The 1st Pillar – FOCUS: The Power of Written Goals!

Where is your focus? What are you trying to achieve? Without a set of clear written goals, it’s easy to lose focus and spend (waste?) your time and energy on the most urgent or “important” thing in front of you at any given moment.

The first of our three articles explains The 1st Pillar: FOCUS – The Power of Written Goals!

Do you have any goals?

If I asked you, “What are your goals?” could you tell me? Have you written them out? Where are they?

Before you get all worked up, I realize you probably can’t stand the word: GOAL. That, or when you hear it, you think of that soccer/football announcer yelling, "GOOOOOOOOOOOALLLLLL!!!"

If you want to resolve those elusive "things" bouncing around in your head, I suggest you’ll be more successful if you write them out as goals.

Why? The key here is effectiveness and efficiency. Very little gets accomplished effectively or efficiently without written goals.

If you’ve done any reading or research on goals, you may have heard of an often-cited study that looked at a group of college graduates over a 20-year period and found the graduates who had written out their goals – only 3% of the group – were more successful than the other 97% combined!!! Even the graduates who had goals but did not write them out were not as successful as the ones who did.

Oh, you may achieve things and cross items off a to-do list – by the way, those are written goals – but you’ll accomplish more and do it more quickly if you write out your goals. But will they be the most important things on which to focus your time and energy? Will they be the things that keep nagging at you? Will they be your “Big Rocks” as Stephen Covey calls them?

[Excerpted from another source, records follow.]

PR #1221, opened 2024-06-20
Added Trigger for the Yamaha XTZ750

giovannni97:
This is a trigger I`ve been riding around with for about a year based on the Vmax one from @RempageR1 . The XTZ flywheel has 4 unevenly sized lobes, where one is the wide lobe used for triggering. This trigger therefore has a routine to note the times when an upward and downward tooth edge is seen and can therefore calculate the tooth width. The actual trigger needs to happen on the upward tooth edge so this is included in the routine.

IMPORTANT: The VR conditioner must have the zero-crossing disabled in order to have reliable triggering

This is my first commit to the Speeduino project, please let me know if there is anything I need to change or of you need any additional information. Thank you!

### DIFF
--- a/speeduino/decoders.cpp
+++ b/speeduino/decoders.cpp
@@ -5995,5 +5995,164 @@ void triggerSetEndTeeth_SuzukiK6A(void)
   { tempIgnitionEndTooth = 7; } // didn't find a match, use tooth 7 as it must be greater than 7 but less than 1.  
   ignition3EndTooth = tempIgnitionEndTooth;
 }
+
+
+
+
+/** Yamaha XTZ750 1989+ with 4 uneven teeth, triggering on the wide lobe.
+Within the decoder code, the sync tooth is referred to as tooth #1. Derived from Harley and made to work on the Yamaha XTZ.
+Trigger is based on 'CHANGE' so we get a signal on the up and downward edges of the lobe. This is required to identify the wide lobe.
+* @defgroup dec_xtzV1 Yamaha XTZ V1
+* @{
+*/
+void triggerSetup_XTZ(void)
+{
+  triggerToothAngle = 0; // The number of degrees that passes from tooth to tooth, ev. 0. It alternates uneven
+  BIT_CLEAR(decoderState, BIT_DECODER_2ND_DERIV);
+  BIT_CLEAR(decoderState, BIT_DECODER_IS_SEQUENTIAL);
+  BIT_CLEAR(decoderState, BIT_DECODER_HAS_SECONDARY);
+  //MAX_STALL_TIME = (3333UL * 60); //Minimum 50rpm. (3333uS is the time per degree at 50rpm)
+  MAX_STALL_TIME = ((MICROS_PER_DEG_1_RPM/50U) * 60U); //Minimum 50rpm. (3333uS is the time per degree at 50rpm)
+  if(currentStatus.initialisationComplete == false) { toothLastToothTime = micros(); } //Set a startup value here to avoid filter errors when starting. This MUST have the initi check to prevent the fuel pump just staying on all the time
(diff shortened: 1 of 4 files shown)


speeduino/decoders.cpp
```diff
@@ -5995,5 +5995,164 @@ void triggerSetEndTeeth_SuzukiK6A(void)
...
+* @defgroup dec_xtzV1 Yamaha XTZ V1
+* @{
+*/
+void triggerSetup_XTZ(void)
+{
+  triggerToothAngle = 0; // The number of degrees that passes from tooth to tooth, ev. 0. It alternates uneven
+  BIT_CLEAR(decoderState, BIT_DECODER_2ND_DERIV);
+  BIT_CLEAR(decoderState, BIT_DECODER_IS_SEQUENTIAL);
+  BIT_CLEAR(decoderState, BIT_DECODER_HAS_SECONDARY);
+  //MAX_STALL_TIME = (3333UL * 60); //Minimum 50rpm. (3333uS is the time per degree at 50rpm)
```
adbancroft, line 6014: Could you remove the commented out code?

giovannni97: Hi,
I hope I have done it right

DFlak:
Hey,
Im trying to use your decoder with a TDM850 3VD, from the scope output I see that it has two small lobes, one medium (?) and one long. Your decoder corretly calculates RPM however I get increments in sync loss. I will try to increase the 3x small lobe multiplier to something more like 5 or 6 times more, hopefully it correctly assigns the "medium" lobe as a short one. Could you explain a bit about the disabling of zero crossing in the VR conditioner, what is it supposed to accomplish? In the datasheet of MAX9926 there is no easy option to disable zero crossing (mode a2), you would also have to provide an external bias voltage and disable adaptive peak threshold.

giovannni97:
Hi,
the issue I had revolved around the zero crossing. Basically when a tooth the VR sensor generates a rapid positive spike that gets rapidly back to zero due to the parallel resistor mounted on the VR decoder. The MAX9926 interpret the positive spike and turns it into a positive output UNTIL it detects a "negative" one, the problem is that the negative one, due to the zero crossing feature enabled, is almost always due to noise, making it effectively uncapable of detecting the true negative spike that comes a lot later due to the long tooth my (and yours) decoder have. From what I understand looking online at pictures of the flywheel on the TDM850 it should have the same tooth pattern as mine, it is the same engine after all.
In order to disable the zero crossing I had to put the MAX9926 into C mode by lifting the pins and connecting some flying wires (the potentiometer was to rapidly adjust the signal threshold since mode C disable the adaptive peak threshold, I basically turned it into a glorified differential window comparator with hysteresis).
On my new ECU I implemented the C mode directly onto the PCB itself.
The photo is from my old and pretty messed up first ECU attempt.
PXL_20250718_175129639

DFlak:
Thanks for the reply! It clarified a lot. Are you running fuel only or do you have ignition working with this setup? If you have ignition how stable is it? 
I'm asking because that is a lot of work and would require me to redesign a pcb and order new ones, I'm thinking of picking up signal from negative of the ignition coil but then I only have the option to run fuel only. I already have some optoisolator cobbled together but it requires me to desolder the VR conditioner and I'm wondering which option is better.

giovannni97:
Hi,
before the modification I only managed to have fuel working but with startup and idle issues. After the modification it seemed a new bike and I managed to remove the stock ecu and do both ignition and injection with Speeduino.
As a note for the ignition i used the ISL9V3040 directly connected to the microcontroller and the coils and had no issues since it takes care of the voltage spikes of the coils.
If you want to modify an existing MAX9926 it is not so difficult if you have access to a good soldering station, you need to lift up the pins you want to disconnect and re-wire them.

PR #1222, opened 2024-06-22
Introduced maximum MAP threshold for decel enleanment

russellE46:
I had been experiencing some rich stumbles when letting off of the throttle, so I decided to give decel enleanment a try. A value of 80% worked very well for city driving. Completely took care of the stumble. However, I noticed that when I lifted just a little bit under boost, decel enleanment kicked in and I was left with 80% of my usual fueling. 13.6:1 AFR near 300 kPa. I have added a MAP limit for decel enleanment to prevent this from happening. Without this feature, decel enleanment is unusable to me.

image

image


joeclone:
@russellE46 if you're able to integrate [https://speeduino.com/forum/viewtopic.php?p=66295#p66295](url) as well I think it'd work better overall

russellE46:
@joeclone that link is dead. Is it another PR?

russellE46:
Oh I see now. I had to manually copy the link for some reason. I can add that too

How many goals should I have?

You can have as many goals as you have the energy and desire on which to focus. To work towards a balanced life, I suggest you consider at least one goal in each of the following areas:

  • Spiritual – this involves exercising your faith, religion, or higher power
  • Mental – this involves learning and exercising your brain
  • Emotional – this involves spending time with yourself
  • Physical – this involves exercising your body and developing healthy eating habits
  • Social – this involves focusing on family, friends, acquaintances, colleagues, etc.
  • Professional – this involves working on your “work” life

The goals are in order of focusing Up (higher power), In (to yourself), and then Out (to others). Choosing a goal in each area will help create more balance; neglecting any one area may lead to that “something is missing” feeling.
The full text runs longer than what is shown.